Data provided:

Issue #32, opened 2026-07-30
Technical Requirements


muhammadbayoumi:
### 1.1 Version Updates

The tool must use a structured versioning mechanism. The version number must be updated whenever a major functional, architectural, or behavioral change is introduced.

### 1.2 Version Visibility

The currently installed version must be clearly displayed within the Extension and, where applicable, in the web interface.

### 1.3 Latest Version Detection

The system must be able to determine whether the user is running an outdated version compared with the latest active release.

### 1.4 Outdated Version Notification

When the installed version is older than the version required to support the currently deployed features, the user must receive a clear notification.

The notification should include:

* The currently installed version.
* The latest available version.
* The minimum required version.
* A brief summary of the missing or unsupported functionality.
* Clear instructions for updating the Extension.

### 1.5 Feature-to-Version Traceability

Each major feature or significant change must be associated with the version in which it was introduced.

This information should be maintained in a changelog or release history to prevent confusion regarding:

* Whether a feature has already been implemented.
* Which version introduced the feature.
* Why the feature may not be available or functioning in the user's current environment.

### 1.6 Compatibility Validation

Before executing a feature, the system must validate that the installed Extension version supports it.

If the feature is unsupported, the system must return a clear version-related error instead of failing silently or displaying a generic error message.

---

### 2.1 Primary Execution Layer

The Extension must be the primary application and the main execution layer for all core functionality, configurations, and modifications.

### 2.2 Complete Functional Coverage

All core features and operational actions must be fully available through the Extension.

The web interface must not provide any essential functionality that cannot also be performed through the Extension.

### 2.3 Web Interface Scope

The web interface should primarily be used for:

* Displaying data.
* Viewing statuses and results.
* Monitoring activities.
* Reviewing reports or logs.
* Providing read-only or limited management views where appropriate.

### 2.4 No Web-Only Core Features

Core features, configuration changes, or operational actions must not be implemented exclusively in the web interface.

Any functionality introduced on the web must either:

* Already exist in the Extension, or
* Be added to the Extension as part of the same release.

### 2.5 Feature Parity

The system must maintain functional parity between the Extension and the web interface.

Where the same feature is available in both interfaces, both must use the same backend logic, validation rules, permissions, and data source.

### 2.6 Extension-First Development

New functionality must be designed and implemented in the Extension first.

The web interface may subsequently expose the same functionality for presentation, monitoring, or administrative convenience, but it must not become the exclusive execution channel.

[...]

PR #40, opened 2026-07-30
Version Management (issue 32 section 1): one version, a capability ledger, and a panel that says what it is

muhammadbayoumi:
**DRAFT — do not merge.** Opened for review under the gate. CI green on both commits
(runs `30537389431`, `30537421378`).

Implements **section 1 of #32**. Section 2 is verified and left alone; the audit is below.

---

## The two incidents, and how this catches each

**Incident 1 — the crawl pace was asked for as if new.** It was built and plumbed to
`HttpFetcher` in `c63ec21` and rendered only on the display-only web page. Nothing could
answer *has this shipped, and where?*

Caught by the ledger, three ways:

- `scrapex/version.py:102` records it with the version it is guaranteed from, its commit,
  the surfaces that execute it, the settings it owns and the control it is reached by.
- The panel prints that ledger in About — `extension/app.js:283`, asserted by
  `test_about_lists_what_the_engine_deploys_and_the_version_it_arrived_in`: the answer is
  on the surface he works from, not in a commit message.
- `CHANGELOG.md` is generated from the same ledger (`scrapex/cli.py:260`), so the readable
  form cannot drift from the machine-readable one.

**Incident 2 — `crawl_parallel_sources` shipped with no field in the panel.** The engine
learned it at `63dc24b` (07-29 18:33); the panel got a field at `76a4b14` (07-30 08:23),
eleven commits and fourteen hours later. In between, two jobs queued and he asked why.

Caught twice, at two different moments:

- **At build time.** `tests/test_version.py:150` fails when a capability says the panel
  executes it and names a control neither `extension/app.html` nor `extension/app.js`
  contains; `tests/test_version.py:170` fails when a `crawl_*` setting the engine accepts
  belongs to no capability at all. Shipping the engine half alone stops being possible.
- **At run time.** An extension older than the engine gets a notice carrying all five
  facts §1.4 lists, and the missing capability is named in words — *"Crawl several
  different sites at the same time…"* (`extension/app.js:291`,
  `test_an_extension_older_than_its_engine_is_told_all_five_facts`).

---

## Which §1 clauses are implemented

| clause | where | evidence |
|---|---|---|
[...]

PR #45, opened 2026-07-30
feat(ui): a display-only time zone, one formatter, nothing written differently (#33)

### LINKED ISSUE #33: User Interface Time Zone Settings
### 6.1 Time Zone Selection

The system must provide a setting that allows users to select their preferred time zone for displaying dates and times across the user interface.

### 6.2 Display-Only Conversion

The selected time zone must affect only how dates and times are displayed in the Extension and web interface.

It must not modify:

* Stored timestamps.
* Original source data.
* Database records.
* Server-side timestamps.
* API payload values.
* Audit or system logs at the data level.

### 6.3 Standard Time Storage

All timestamps must continue to be stored and exchanged using a standard time reference, preferably UTC.

The selected user-interface time zone must be applied only during the presentation layer conversion.

### 6.4 Supported Time Zones

The time zone selector must use standard IANA time zone identifiers, such as:

* `Asia/Riyadh`
* `Europe/London`
* `America/New_York`
* `Asia/Dubai`

Fixed UTC offsets should not be used as the primary configuration method because they may not correctly account for daylight saving time changes.

### 6.5 Default Time Zone

The system should automatically detect the user's local time zone as the default value.

The user must be able to override the detected time zone manually from the Settings page.

### 6.6 Persistent Preference

The selected time zone must be saved as part of the user's preferences and remain active across:

* New sessions.
* Browser restarts.
* Extension restarts.
* Supported devices associated with the same account.

### 6.7 Consistent Display

The selected time zone must be applied consistently to all user-facing date and time values, including:

* Activity timestamps.
* Status updates.
* Reports.
* Notifications.
* Scheduled actions.
* History records.
* Dashboard data.
* Extension views.
* Web interface views.

### 6.8 Time Zone Visibility

Where time interpretation may be important, the interface should clearly display the active time zone or its abbreviation next to the date and time.

Example:

`30 July 2026, 11:05 AM — Asia/Riyadh`

### 6.9 Extension and Web Synchronization

The Extension and web interface must use the same saved time zone preference.

Changing the time zone in either interface must update the user's preference and be reflected in the other interface.

### 6.10 Immediate UI Refresh

When the user changes the selected time zone, all visible date and time values should be refreshed immediately without requiring the underlying data to be reloaded or modified.

### 6.11 Fallback Behavior

If the selected time zone is unavailable or invalid, the system must fall back to:

1. The user's detected local time zone.
2. The system default time zone.
3. UTC, if neither option is available.

The system must not modify the stored timestamps during fallback.

### 6.12 Audit and Diagnostic Context

System and audit logs must retain their original standardized timestamps. The interface may display a converted value, but the original UTC timestamp should remain available for diagnostic and auditing purposes.

---

## 7. Time Zone Acceptance Criteria

The time zone functionality will be considered successfully implemented when:

1. The user can select a time zone from the Settings page.
2. The selected time zone affects only the user-interface presentation.
3. Stored timestamps and source data remain unchanged.
4. All user-facing timestamps are converted consistently.
5. The selected preference persists across sessions and supported devices.
6. The Extension and web interface display the same converted time values.
7. Changing the time zone refreshes displayed times immediately.
8. Daylight saving time is handled automatically through IANA time zone rules.
9. Invalid time zone configurations fall back safely without modifying any data.
10. Original UTC timestamps remain available for auditing and troubleshooting.

muhammadbayoumi:
Closes #33.

**DRAFT until the main session reviews it.** Do not merge.

A display-only time zone preference. One formatter, one shared preference, and
not one stored value changed.

---

## The §6.9 question — resolved by the owner, 2026-07-30

Issue #32 §2.3/§2.4 says the web interface must not provide functionality that
changes state, and `tests/test_settings_live_in_the_extension.py:33` fails the
build if that page grows a control. Issue #33 §6.9 says changing the zone in
*either* interface must update the preference. A selector on the web page would
have satisfied one and broken the other.

**The owner ruled: the selector lives in the extension only; the web page
displays the active zone and never offers to change it.** §6.9's intent — one
preference, never two conflicting ones — is met by a *single shared preference*
rather than by two selectors. §2.3 explicitly allows display.

That test was not weakened. It is now guarded from the other side too:
[`test_the_web_page_shows_the_active_zone_and_offers_no_control`](tests/test_display_time_zone.py)
fails if the page stops *showing* the zone **or** if it ever grows a
`data-time-zone-select`. Please do not reopen this — it is settled.

---

## What was already built, verified rather than reinvented

**§6.2/§6.3 need no new enforcement.** Confirmed with a run, not by reading:

```
$ python -m pytest tests/test_payload_compat.py -q -k "timezone or invalid_fixtures"
5 passed
```

`scrapex/payload.py:241` refuses any `scraped_at` whose offset is not UTC, and
`contracts/fixtures/payload_invalid_timezone.json` is that test's vector. So the
storage contract was already correct; this PR's only obligation was not to break
it, and [`test_the_payload_contract_still_refuses_a_non_utc_timestamp`](tests/test_display_time_zone.py)
now keeps that obligation mechanical.

**§6.9's sharing mechanism already existed**, so it was followed rather than
replaced: `ui_time_zone` sits beside `ui_appearance` in `scrapex/settings.py:83`,
with `GET`/`POST /api/timezone` mirroring `/api/appearance`
(`scrapex/webui/app.py:1731`). One settings row, both surfaces, last-write-wins
on `updatedAt`. No second sharing scheme.

**§6.4's Python validation reuses `scheduler.zone_exists`** (`scrapex/scheduler.py:39`)
rather than a second `zoneinfo` check — same tz database, so a zone that can be
*scheduled* can be *displayed* and the two can never disagree.

**No migration.** A preference belongs in settings; 0056/0057 untouched.

---

## Section 7 acceptance criteria

| # | Criterion | Verdict |
|---|---|---|
| 1 | Zone selectable from Settings | **Met** — `extension/app.html:916` (Display group, `#ui_time_zone`). `test_the_time_zone_can_be_chosen_from_the_panels_settings_tab` |
| 2 | Affects presentation only | **Met** — see criterion 3's evidence |
| 3 | Stored timestamps and source data unchanged | **Met** — `test_choosing_a_time_zone_changes_exactly_one_row_in_the_database` diffs *every table* before/after; `test_no_writer_can_read_the_display_preference` |
| 4 | All user-facing timestamps converted consistently | **Met** — 22 template sites + 5 client sites, one formatter; `test_no_surface_grows_a_second_date_formatter`, `test_every_template_that_renders_an_instant_uses_the_macro` |
| 5 | Preference persists across sessions and devices | **Met** — localStorage + the engine-held settings row; `test_a_zone_saved_on_the_other_surface_arrives_here` |
| 6 | Extension and web show the same converted value | **Met** — one preference, one byte-identical module; `test_the_two_copies_of_the_module_are_identical`, `test_choosing_a_zone_shares_it_with_the_engine_for_the_web_page` |
| 7 | Changing the zone refreshes immediately | **Met** — `test_changing_the_zone_re_renders_visible_times_without_refetching` asserts **no data route is called at all** |
| 8 | DST handled through IANA rules | **Met** — `Intl.supportedValuesOf('timeZone')` for the list, `Intl.DateTimeFormat` for the conversion. No fixed offset is offered as a setting |
| 9 | Invalid configuration falls back safely, no data modified | **Met** — `test_an_invalid_zone_falls_back_down_the_chain_and_says_which_step`; `test_an_unknown_identifier_is_refused_rather_than_stored` |
| 10 | Original UTC remains available | **Met** — `title="Stored as …Z (UTC)"` + `data-utc` + `<time datetime>` on every converted value; `test_the_raw_utc_stays_reachable_on_every_converted_time` |

Nothing is **not met**, and nothing is blocked.

---

## How the DRY requirement (§6.7) is actually held

One formatter in `extension/timezone.js` — copied byte-for-byte to
`scrapex/webui/static/timezone.js` for the same origin reason `appearance.js` has
two copies, with a test that fails if they drift. Three thin adapters, because
this codebase emits a time in exactly three ways:

- **Jinja templates** → `{{ stamp(value) }}` (`templates/_time.html`), which writes
  the raw UTC into `data-utc` and lets the module convert it in place;
- **HTML strings** → `ScrapeXTime.markup(value, mode, {zone})`;
- **DOM nodes** → `ScrapeXTime.node(value, mode, {zone})`.

All three land on the same `format()` and all three leave the raw instant in the
element. That is what makes §6.10 a re-read of the DOM (`paint()` — no fetch, no
data touched) and §6.12 free.

Two static guards keep it that way. `test_no_surface_grows_a_second_date_formatter`
refuses `toLocaleDateString`, `toLocaleTimeString`, `toLocaleString([], …)`,
`Intl.DateTimeFormat().format`, and the hand-sliced-instant idiom
(`something_at … .slice(0, 10)`) anywhere in the UI scripts. Both patterns were
really in the tree before this PR — the list is a record of what was fixed, not
a guess. `test_every_template_that_renders_an_instant_uses_the_macro` does the
same for Jinja, so a page added next month gets caught by CI rather than by a
reader noticing its times are four hours out.

### The sites that were converted

`overview.html` (3), `jobs.html` (2), `history.html` (2), `logs.html`,
`changes.html` (1 server + 2 in its inline script), `offer.html` (4),
`schedules.html` (1 server + 1 inline), `excel.html`, `sync.html` (2),
`_retention.html`, `_storage.html` (2), `extension/app.js` (3),
`static/grid.js` (3).

### Deliberate exclusions, each with a reason

- **`business_date` / `price_changed_on` / `last_confirmed_on`** — calendar
  dates, not instants. `price_changed_on` is `po.business_date` and
  `last_confirmed_on` is already `[:10]` server-side (`scrapex/reports.py:348`).
  Shifting a calendar date into a zone either does nothing or moves it a day,
  which would be a false fact about the market. The formatter refuses any value
  that is not an instant and returns it verbatim
  (`test_a_business_date_is_never_shifted_by_the_display_zone`).
- **`usd_rate_as_of`** (`grid.js:1391`) — the date *of an exchange rate*. Moving
  it could misstate which day's rate was used.
- **The export filename stamp** (`grid.js:3080`) — a written value, not a display.
- **A schedule's own `timezone` field, and the `run_at` wall clock** — these
  decide *when a job fires*. Converting them would be a behaviour change, not a
  display change, and is outside this issue. `Intl…resolvedOptions().timeZone`
  remains their default at `app.js:1252` and `schedules.html:221`, untouched.
- **The panel's log copy-to-clipboard** (`app.js`) — a diagnostic export; §6.12
  wants UTC there.

Per-row zone labels would be noise on 200 log lines, so dense tables carry one
`time_zone_note()` line instead (`logs.html`, `history.html`) while single
prominent values name their zone inline (`zone=true`).

---

## §6.11 — the fallback chain

`selected → detected → system → UTC`, reported rather than silent.
`resolution()` returns the zone, the **step**, and a sentence that names both the
rejected identifier and where it landed; that sentence is what
`[data-time-zone-note]` shows on both surfaces.

Two properties worth checking in review:

1. **A fallback never rewrites the stored preference.** An unresolvable
   `Mars/Phobos` stays saved exactly as typed, so fixing the tz data restores the
   owner's choice instead of finding it overwritten.
2. **`""` means "follow detected"** and is a *storable decision*, not an absence.
   `test_the_empty_zone_is_valid_and_means_follow_the_detected_one` explains why:
   if resetting to Detected deleted the row, the other surface would keep its
   older explicit zone, nothing would contradict it, and it would push it back.

The `system` step is the machine's own UTC offset (`Etc/GMT±N`) for a browser
that names no zone. §6.4 rules fixed offsets out as the *primary* configuration
— which is exactly why this is the last step before giving up and not an option
in the selector.

---

## Bugs found and fixed while testing

- `markup()` set `data-utc-zone="show"` but built its initial text with
  `format()` instead of `label()` — so a value shipped without its zone and grew
  one the first time anything re-painted it. The same element said two different
  things depending on when you looked.
- The panel harness writes every page into one `file://` origin, so Chromium
  shares **one** localStorage across them. A zone chosen by one test had become
  the starting state of the next, which made the §6.10 test pass for the wrong
  reason (it read the previous test's Riyadh as its own "before"). Both harnesses
  now clear the key before the module reads it.
- `test_vendor.py`'s innerHTML guard correctly caught the zone `<select>` being
  built from a string; it builds DOM now. The same reasoning was then applied to
  the schedules row rather than introducing an `innerHTML` on a page that renders
  scraped values.

---

## Rules observed

- **`PAYLOAD_VERSION` / `PAYLOAD_COMPAT_VERSION`: untouched.** `git diff main -- scrapex/payload.py contracts/ apps_script/` is empty. No payload field changes, so nothing here adds a second reason for an Apps Script paste.
- **No migration.** The only change outside `scrapex/webui/` is one `Setting` line.
- **The live warehouse was never opened.** Every test builds its own `tmp_path` database; the engine was not restarted and no crawl was started.
- **English UI text**; IANA identifiers are not translated.
- Named files staged, `git diff --cached` read in full. No `git add .`.

## Verification

Rebased onto `main` at 99264bd (which landed while this was in progress). The one
conflict was in `grid.js`, where that branch changed `money(…, offer.unit)` to
`money(…, basisOf(offer))` on a line whose date cells this PR also changes — both
sides kept.

```
python -m pytest        # 1686 passed, 1 xfailed
node contract/parity/parity.test.mjs       # 3/3
```

---

## Follow-up: the owner's last-crawl report, and what it exposed

The owner reported that the last-crawl date under the source table did not follow
a unified format. It did not, in **four** places, and finding out why mattered
more than the fix.

**Why the guard was blind.** `test_every_template_that_renders_an_instant_uses_the_macro`
keyed on the *name* of the field — anything ending in `_at`. The field is
`summary.last_run`. A vocabulary of field names is always one product decision
behind, so the guards now key on the **manipulation** instead: slicing to 10/16/19
characters, or swapping the ISO `T` for a space. That shape is what
"hand-format an instant" *is*, and it cannot be renamed out of view. Measured, not
assumed: the template rule fires **4/4** on the reported miss at `source.html@main`
and **zero** times on the current tree; the JS rule needed exactly one named
exemption — the CSV/JSON export **filename** stamp in `grid.js`, which must stay
UTC or it would disagree with the UTC inside the file it names. Both name-based
and shape-based rules are kept, because they catch different failures, and the
residual blind spot they share is stated in the code: a bare `{{ summary.last_run }}`
with no manipulation at all is invisible to both and still needs a reader.

**A five-angle sweep then found three more** (idiom / semantics / server-field /
page-read / client-file, every candidate adversarially verified):

| Site | What it was |
|---|---|
| [`_source_list.html:46`](scrapex/webui/templates/_source_list.html:46) | The *other half* of the same freshness line — `Last crawled … UTC` in the dataset picker that the source page itself includes. The owner was reading two different renderings of one fact on one page. |
| [`extension/app.js` `freshnessLine()`](extension/app.js:1434) | The panel's copy of that line, **landed on `main` today**. The new shape guard caught it within a minute of being written. |
| [`jobs.html:111`](scrapex/webui/templates/jobs.html:111) and [`logs.html:63`](scrapex/webui/templates/logs.html:63) | The two that actually mattered — see below. |

### The polls were worse than the original defect

Both pages server-render a time through the macro and then **overwrite it on a 4s
poll** with the raw instant. The page is correct until the first tick and silently
wrong afterwards. And because `textContent` *deletes* the `<time data-utc>`
element the macro rendered, `ScrapeXTime.paint()` has nothing left to select — so
a later zone change can never repair it. There is no `MutationObserver` anywhere
in the tree; I checked.

Two aggravating details, both verified in the source: `jobs.html` paints **every**
`[data-job-ref]` row (the early return only decides whether polling *starts*), so
one live job did this to every finished card on the page; and `logs.html` calls
`paint()` *before* it consults `TERMINAL`, so even a finished job's Time column
was clobbered once on load. Both now build the cell with `ScrapeXTime.node()`
via `replaceChildren`/`append`, and
`test_no_template_script_writes_a_raw_instant_into_the_page` fails the build if
either goes back.

### Four look-alikes that must never be "fixed"

Each now says so where it lives, because each sits beside a value that *is*
converted: `business_date` in `offer.html` and `grid.js`, and `usd_rate_as_of`.
The most dangerous is `retention.prune_before` — the **same string** is posted
back as the prune boundary, so converting the display would put a different date
on screen from the one the button acts on, and prune rows the owner never saw
listed. That is a display feature silently becoming a data change.

### One question for the owner, not answered here

`scrapex/reports.py` truncates instants to dates with `[:10]` **on the server**
(`last_confirmed_on`, `last_seen_at`, `usd_rate_as_of`). Those columns are
correctly not client-side conversion sites, but their day boundary is UTC's, not
the display zone's — the same off-by-one-day error §6.7 forbids, relocated to the
server. It is a server-side question with a real trade-off, so per the standing
rule it is put to him as a decision rather than changed quietly.

### Re-verified

Rebased again onto `main` at 322e205 (16 further commits landed during the work;
conflicts in `app.html` and `panel_harness.py` were additive on both sides and
both sides kept).

```
python -m pytest        # 1745 passed, 1 xfailed
node contract/parity/parity.test.mjs       # 3/3
```

One pre-existing test was updated rather than worked around:
`test_the_data_tab_states_when_each_source_was_last_crawled` asserted the old
hand-formatted `"Last crawled 2026-07-29 08:30"` — the exact shape the owner
reported. It now pins the zone (so it asserts the product's format, not the CI
machine's zone) and additionally checks the raw UTC is still on the element.


muhammadbayoumi:
Brought `main` in (the branch was behind #40, #66, #68, #72, #76) and resolved. Reviewed on the merged result.

## Five conflicts

Four were mechanical — both sides adding a new block at the same offset: two functions in `scrapex/webui/app.py`, two blocks in `extension/app.js`, new tests in `tests/test_panel_dom.py`, and `tools/panel_harness.py`, whose signature is now the union of **three** sessions' parameters (`logs`, the four version ones, and `timezone`/`schedules`).

**The fifth was a real design conflict**, and both sides were right. #68 builds the dataset-list caption once and uses that one string for both the visible text and the `title`, because the line is clamped to one row and a `title` that is a prefix recovers nothing. #45 routes the time through `stamp()` so it reads in the owner's zone. But `stamp()` emits a `<time>` **element**, which cannot go inside a `title=` attribute.

Resolved so both rules hold: the element **asks** to be titled (`data-clamped-title`) and `timezone.js` fills it from the rendered text **after** converting. Seven lines, applied to both copies, which remain byte-identical — checked by this PR's own `test_the_two_copies_of_the_module_are_identical`.

## This PR's guard caught four places in work that landed after it was written

`test_every_template_that_renders_an_instant_uses_the_macro` named them precisely and described the fix: the rates dataset card in `_source_list.html`, two instants in `google_finance_dataset.html`, and one in `settings.html` — all from #72, all hand-formatting `[:16]|replace("T"," ") ~ " UTC"`. All four now go through `stamp()`.

## One correction to my earlier report

I first saw ~80 failures here and guessed playwright contention. **That was wrong, and the cause was my own resolution.** The conflict boundary fell *inside* `refreshGoogleFinance`, so stripping the markers and keeping both sides joined its first half to the timezone section and lost its two closing braces. `extension/app.js` did not parse, so the whole panel bundle failed and every DOM test with it — the same shape as the `engine.js` import incident.

Worth recording: `node --check extension/app.js` **passes on a broken file**. Node treats a lone `.js` containing `import` as ambiguous and does not parse it. `tests/test_panel_wiring.py` catches it because it pipes through `node --input-type=module --check`, and its docstring says exactly why.

## Verification, run alone

Full suite: **exit 0, zero FAILED.** `extension/app.js` parses as a module; panel wiring 17/17; contract parity exit 0.

The standing rule holds: **zero** controls added to any web template — no zone selector on the page, exactly as ruled. The selector is in the panel; the page displays the active zone.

Problem description: Your answer should be a single number, the count of lines in the listing that contain "configurations".

The answer: 2